Mom sent this to me as a Fwd. and granted I hate them most times. This one was rather funny 

Once again, The Washington Post has published the winning submissions to its yearly contest, in which readers are asked to supply alternate meanings for 
common words. And the winners are . . . 
1. Coffee (n.), the person upon whom one coughs. 
2. Flabbergasted (adj.), appalled over how much weight you have gained. 
3. Abdicate (v.), to give up all hope of ever having a flat stomach. 
4. Esplanade (v.), to attempt an explanation while drunk. 
5. Willy-nilly (adj.), impotent. 
6. Negligent (adj.), describes a condition in which you absentmindedly 
answer the door in your nightgown. 
7. Lymph (v.), to walk with a lisp. 
8. Gargoyle (n.), olive-flavored mouthwash. 

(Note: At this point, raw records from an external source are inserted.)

PR #466, opened 2018-03-14
Split perturbation to MatterDominated and RadiationDominated.

rainwoodman:
MatterDominated doesn't take a cosmology object as input as it
is not a realistic 'cosmology'. This is to emphasis a
drastic approximation must be applied when MatterDominated perturbation
is used.

The old PerturbationGrowth object is now an alias to `RadiationDominated`. Documentation makes it clear this has some approximations under the hood as well.


rainwoodman:
The purpose of this PR is to support pure matter simulations with fastpm. Currently we need to clone to a less radiated cosmology to mimic a nbody simulation with non-radiated background.

PR #478, opened 2018-04-19
WIP: standard reconstruction

rainwoodman:
This PR implements a standard reconstruction algorithm on a periodic box.


rainwoodman:
@martinjameswhite 

Could you recommend some test cases?:

Currently the test case (test_recon.py) I run this on a LogNormalCatalog and assert the large scale power hasn't changed. This is not powerful enough. e.g. If I have the sign of the displacement wrong, the large scale power still won't change.

martinjameswhite:
If you have a halo catalog from either a FastPM run or one of the RunPB boxes then reconstruction should lead to a visible sharpening of the BAO peak.
The code needs to assume a bias and a value of "f" or "beta=f/b" when doing reconstruction, but in general those values don't have to be super-accurate for reconstruction to work pretty well so even a "reasonable guess" should be ok.

martinjameswhite:
In your kernel function you need to "take out" the RSD.  What you have implemented is the real-space version.  Perhaps we want a boolean argument saying whether this is real or redshift space?  Alternatively you can just set beta or f to zero for real-space reconstruction.
So you need to have your halo density field (which generates the displacements) and divide it by b(1+beta mu_k^2) where "b" and "beta" (or "b" and "f") are input parameters to the algorithm [in addition to the smoothing].  Then you multiply the line-of-sight component of the "shift" by 1+f, i.e. you shift more in the redshift direction than the transverse directions.  There are two conventions: one is to shift both the "data" and the "randoms" in the same way.  The other convention is to shift the data as above but when shifting the randoms you don't include the 1+f factor in the line-of-sight direction.  The most common convention is the latter one.

rainwoodman:
I suspect don't have the luxury of running a reasonable resolution simulation in the unit tests. (even the current 128**3 lognormal seems to be killing the testbots) So we'll have to defer a further look to a notebook. I'll take a look at the RSD soon.

rainwoodman:
Reconstruction for dark matter at z=0.

image

rainwoodman:
@martinjameswhite Does this look reasonable?

rainwoodman:
While at this, I also implemented a few other Lagrangian reconstruction schemes.

image

image

It appears the LRR scheme doesn't do much to the BAO, and LF2 is slightly worse than LGS because it is suppressed by 3/7.

@marcel-sl  -- could you take look if this result and implementation look reasonable? The schemes are implemented in `_paint()` function.

rainwoodman:
For a sample with bias ~ 1.0
image


image

PR #479, opened 2018-04-19
Add root=Ellipsis, for (All)GatherArray.

rainwoodman:


rainwoodman:
This function is useful for gathering a distributed column back. Say one want to populate the redshift of randoms following the distribution of data.

PR #480, opened 2018-04-30
bigfile shall look for header starting from root.

rainwoodman:
As specified in the documentation. The rational is that
this way one can always easily specify a special header block in not
in the dataset. If it were relative to the dataset then there is
no way to load the header if it is outside.

This fix solves a few occasions where scripts mysteriously stopped
working when loading catalog.

### DIFF
--- a/nbodykit/io/bigfile.py
+++ b/nbodykit/io/bigfile.py
@@ -85,11 +85,13 @@ class BigFile(FileType):
         """ Find header from the file block by default. """
         if header is Automatic:
             for header in ['Header', 'header', '.']:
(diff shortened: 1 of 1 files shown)


rainwoodman:
I suspect the HDF5 catalog source or the fits source doesn't follow this convention yet.

rainwoodman:
@modichirag @emassara This is why some of your scripts stopped working. the line that forced header discovery to relative to 'dataset' part broke many scripts that reads FastPM catalogs, where 'Header/' and '1/' are at the same level.

PR #486, opened 2018-05-04
ENH: Allow over decomposition in FOF.

rainwoodman:
This feature is useful if we want to run FOF on survey geometry data,
e.g. a lightcone.


rainwoodman:
Travis error may be related to pmesh. Test after new version is tagged.

PR #487, opened 2018-05-08
Linear theory correspondant of a nbody simulation.

rainwoodman:
This PR adds the linear theory correspondant of a nbody simulation.

The initial condition can be set from CLASS transfer function.

The equations are symplectic. It can also be used to construct back-scaled initial conditions, when ran in inverse with high precision.


rainwoodman:
This is intended to be the solution to the boltzmann solver mentioned in https://github.com/MP-Gadget/MP-Gadget/pull/202 .

PR #490, opened 2018-05-15
use saner column / attr names in paircount result.

rainwoodman:
wnpairs : weighted npairs (per bin implied)

total : total (no longer per bin)

paircount.pairs.attrs['total_wnpairs'] shall be prefered than
paircount.attrs['total_wnpairs'] -- leave this change to the next
PR.


nickhand:
@rainwoodman I hope to take a look at this this weekend.

rainwoodman:
Thanks!

PR #497, opened 2018-05-31
Add a take method to BinnedStatistic.

rainwoodman:
The take method behaves more or less like the traditional numpy indexing.
Either a boolean mask of the same shape of data, or boolean masks along
each axis is accept. It is more powerful and sometimes allows more
intuitive code segments than the current sel method; see the example in
docstring.

The full boolean mask is projected along each axis then 'and'ed to the
given mask along the axis.

If a list of indices is given along any axis, it is first converted to
a mask.

In the end the booleans are converted to lists because the finalize method
takes only indices.

### DIFF
--- a/nbodykit/binned_statistic.py
+++ b/nbodykit/binned_statistic.py
@@ -254,7 +254,10 @@ class BinnedStatistic(object):
         edges = {}
         coords = {}
         for i, dim in enumerate(self.dims):
-            idx = indices[i] + [indices[i][-1]+1]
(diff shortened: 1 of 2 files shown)


rainwoodman:
One intention of this PR is to allow one to use very fine dk bins to essentially keep only one unique |k| per bin. Then simply keep only those bins that are ever sampled with

```
    r = FFTPower(field, mode='1d', dk=1e-4)
    pkmu = r.power.take(r.power['modes'] > 0)
```

PR #501, opened 2018-06-05
WIP: Add an interface for AdvancedProjection of fields.

rainwoodman:
This PR allows the mode argument of FFTPower to be an AdvancedProjection object, which does allows changing the basis of the Power/XI field, with inner product operators.

This is slower than bin counting, but it allows easier extension to other basis where binning is not the right thing to do.

The plan is to implement ProjectFFTPower algorithm with these Projection objects.

I do not quite like the names of things. These concepts are very similar to the 'spaces' concept defined in nifty, so perhaps some ideas can be borrowed from there?


rainwoodman:
@VMBoehm -- any inputs on this?

Issue #515, opened 2018-08-11
Issues in Base3PCF


adematti:
Hi,

Willing to implement Slepian et al. 2017 (arXiv: 1709.10150v1)'s anisotropic 3pt correlation function, I started from your code.
I noticed two things:
- In the line threeptcf.py#L101, zeta[l,...] += alm.real, I do not think you should use "l" (ell, degree of the harmonics) to index zeta (the code fails e.g. when asking for even multipoles only)
- In the line threeptcf.py#L111, tree_sec.enum(tree_prim, rmax, process=callback, iprim=iprim), the chunk size is by default limited to 100000 (https://github.com/rainwoodman/kdcount/blob/d827e47d8c255ae2ff8d04baa81b01a211040a7e/kdcount/__init__.py#L30). I do not think it is correct to split secondaries in different chunks, as we are making a product of these (their projection onto the Ylms) in the callback function. So I believe the output is wrong when the number of secondaries exceeds 100000.

Thank you for your code,

Cheers

rainwoodman:
I can answer the second question now. Yes you are. The bunch size is small, but the `process` function will be called multiple times -- when we seen enough number of pairs to fill the buffer for the bunch, the `process` function is called once. This reduces the Python function call overhead and allows us to write vectorized numpy operations for many pairs.

The first question I will have to look into.

rainwoodman:
I agree with you the code looks buggy. l is not the correct index. Also the ordering of the return value of `__call__` of YlmCache is undefined, so it may return results in inconsistent sequences on different ranks and cause the result to be wrong when run in parallel. May also cause problems decoding the results to l values.

rainwoodman:
Do you want to file a PR to fix these? Adding @nickhand to this too.

adematti:
Hi,

Sorry I was away last week (and will not be very available this week either).

2) I get that the process function can be called several times for each primary (till all secondaries are treated), that is a clever way to proceed.
However, I argue that the process function cannot be vectorized along the secondaries here, as you are making the product of alms l. 99 of threeptcf.py
(just like (x1+x2+...)*(y1+y2+...) != x1*y1+x2*y2+... in general).
If I set e.g. tree_sec.enum(tree_prim, rmax, process=callback, iprim=iprim, bunch=100) (instead of bunch=100000) l. 111, then the test test_threeptcf.py::test_sim_threeptcf fails.
[...]

PR #516, opened 2018-08-20
WIP: Fixes a few bugs in three point function paircounting.

rainwoodman:
This is working towards the issues pointed out by @adematti in #515.

The correctness test is expected to fail as the old result data set were probably generated from the wrong algorithm. 

Two bugs were fixed:

1. adding support to arbitrary poles input. Previously it has to be continuous starting from 0.

2. fixing the summation of zeta. zeta is ```alm^2```, thus shall not be summed inside callback function.

### DIFF
--- a/nbodykit/algorithms/threeptcf.py
+++ b/nbodykit/algorithms/threeptcf.py
@@ -32,7 +32,7 @@ class Base3PCF(object):
             self.attrs['BoxSize'] = BoxSize
             self.attrs['periodic'] = periodic
 
-    def _run(self, pos, w, pos_sec, w_sec, boxsize=None):
+    def _run(self, pos, w, pos_sec, w_sec, boxsize=None, bunchsize=10000):
         """
         Internal function to run the 3PCF algorithm on the input data and
         weights.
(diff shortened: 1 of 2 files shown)


nbodykit/algorithms/threeptcf.py
```diff
@@ -108,11 +111,23 @@ def callback(r, i, j, iprim=None):
...
+            tree_sec.enum(tree_prim, rmax, process=callback, iprim=iprim, bunch=bunchsize)
 
             if self.comm.rank == largest_load and iprim % chunk_size == 0:
                 self.logger.info("%d%% done" % (10*iprim//chunk_size))
 
+        # combine alms into zeta;
+        # this cannot be done in the callback because
+        # it is a nonlinear function (outer product) of alm.
+        for (l, m) in alms:
+            alm = alms[(l, m)]
```
adematti: I believe alms should be summed after each primary is treated, i.e. this piece of code should be inside the loop on primaries
for iprim in range(len(pos)): (l. 112), just after l. 114
(and alms should be initialized just before l. 114)

rainwoodman:
All green!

9. Flatulence (n.) emergency vehicle that picks you up after you are run 
over by a steamroller. 
10. Balderdash (n.), a rapidly receding hairline. 
11. Testicle (n.), a humorous question on an exam. 
12. Rectitude (n.), the formal, dignified bearing adopted by proctologists. 
13. Pokemon (n), a Rastafarian proctologist. 
14. Oyster (n.), a person who sprinkles his conversation with Yiddishisms. 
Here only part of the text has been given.